#FACT,Ī record with a time stamp falling in this time safety interval will be selected twice from the CDS view. If you do not add this annotation, a default delay of 1800 seconds, i.e. You can specify the safety interval using this maxDelayInSeconds This can accommodate technical delays like waiting for a database commit on the application system side.

In case of a real-time delta subscription by a streaming process chain, the real-time daemon checks for new records in the CDS views every 15 seconds by default.įor non-real-time delta subscriptions new records according to the delta criterion are directly pulled from the CDS view during extraction.Īs safeguarding measure, a safety interval can be specified. On a subsequent extraction request, only records with a higher time stamp/date value are extracted. Using this field, the ODP framework determines up to which record a data consumer has extracted records already. The following annotation identifies the relevant time/date field to be used by the ODP framework: #FACT, If no appropriate UTC time stamp is available in the application tables/CDS view, a date field can be used as well. Using a UTC time stamp is the preferred way for delta extraction.

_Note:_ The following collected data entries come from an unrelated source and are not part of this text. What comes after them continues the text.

PR #3412, opened 2023-07-13
Updating salaries in line with the new pay award

EllieNodder:
### Trello card

https://trello.com/c/DP4nUHdx/4779-update-salaries-information-for-new-pay-award

### Context

We need to update the salary information around our site in line with the new pay award (which is subject to a statutory consultation process and cannot be confirmed until the final School Teachers’ Pay and Conditions Document is published.)


gemmadallmandfe (approved):
Looks good to me

PR #3425, opened 2023-07-18
Fix vwo as it has to be exact code even with linting errors

plisovin:
### Trello card

[Trello-4484](https://trello.com/c/h7ZMKKQd/4484-set-up-vwo-account)

### Context

Need the exact code snippet to be able to work properly


asatwal (approved):
👍  Looks OK to me.

PR #3428, opened 2023-07-19
improve adviser completion page for international callbacks

philspray:
### Trello card

https://trello.com/c/B29cZRt3

### Context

You can use the following field types as delta criterion: The generic delta based on date / timestamp has been around since release SAP S/4HANA 1809 on-premise and relies on a date/time element being present in the CDS view reflecting the changes of the underlying records. Let’s check the two delta mechanisms in detail below, from which you can infer which option suites your data model and logic best.

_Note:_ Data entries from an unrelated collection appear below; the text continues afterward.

PR #3429, opened 2023-07-20
Re-order international pages

philspray:
### Trello card

https://trello.com/c/RlVuD63s

### Context

Two of the category card pages had the same navigation setting. We need to update them to the correct order on the page.

- updated navigation settings


gemmadallmandfe:
Not sure this solves the problem @philspray

eg /teach-in-england-if-you-trained-overseas has a nav order of 20.2 so we are now just duplicating that?

I think we need to look at all the international pages and make sure there are no duplicates across all of them?

(Also - don't see why we can't start at 20.10?)

EllieNodder (approved):
Looks good to me

gemmadallmandfe (approved):
Looks good to me - happy for you to merge this first thing tomorrow @philspray

PR #3432, opened 2023-07-24
Creating on campus landing page

philspray:
### Trello card

https://trello.com/c/oNDULNHT

### Context

The on-campus team will be running activity from early September. We want to create a landing page to encourage mailing list sign-ups.

- created page


gemmadallmandfe:
Looks good @philspray !

Just to put a slight spanner in the works, I wonder if the URL needs changing (again!)?

The on campus team talked about pointing people to mailing list, events and adviser signups so I could see a scenario whereby we have separate landing pages for all three, so perhaps it might make more sense to name them along the lines of `campus-mailing-list`, `campus-events` and `campus-adviser`?

I also suspect the on campus team might want a pink h1 background rather than purple but I'll leave you to discuss that with them!

PR #3434, opened 2023-07-26
delete financial support for international page

philspray:
### Trello card

https://trello.com/c/DzldAmz2

### Context

We were using this page to redirect to guidance on gov.uk which has now been withdrawn so we need to delete the page and redirect to our content page.

- created redirect
- deleted page


gemmadallmandfe (dismissed):
Looks good to me @philspray 

Do we have to delete the app/views/content/guidance as well? Might be a question for Pavel?

philspray:
I wasn't sure about deleting app/views/content/guidance so I'll check with Pavel when he's back.

PR #3459, opened 2023-08-10
Adding information about what you can teach

EllieNodder:
### Trello card

https://trello.com/c/fcvSpS2Z/4893-update-qualifications-page-about-what-you-can-teach

### Context

Advisers pointed out at the conference that if you train to teach a specific subject, that doesn’t mean that’s the only thing you can teach (and rarely ever is).

We should consider adding guidance around this to our qualifications page, and anywhere else relevant on the site.


EllieNodder:
Policy approval given by Gaby

gemmadallmandfe (approved):
Looks good to me

PR #3461, opened 2023-08-10
Adding guidance on completing personal statement

EllieNodder:
### Trello card

https://trello.com/c/h82SvoLt/4894-consider-if-we-should-encourage-candidates-to-spend-more-time-on-their-personal-statement

### Context

Data from Apply analysis shows that unsuccessful Non-EEA candidates in particular are spending a lot less time on their personal statements.

We should add some guidance around this to our personal statements page.


gemmadallmandfe (approved):
Looks good to me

The good news, the ODP framework for CDS extraction provides delta capabilities. Extraction of transaction data should always be delta enabled as this allows a seamless loading and reporting scenario.
Ibackup extractor safe full#
In most of the cases daily (nightly) full uploads are not what you want, as time windows for data extractions are limited. transaction data like sales orders or similar, the application needs to provide delta records. In cases, in which big data volumes with a frequent changes are expected, e.g. As promised in part one, let’s have a closer look at the delta handling in CDS based extraction.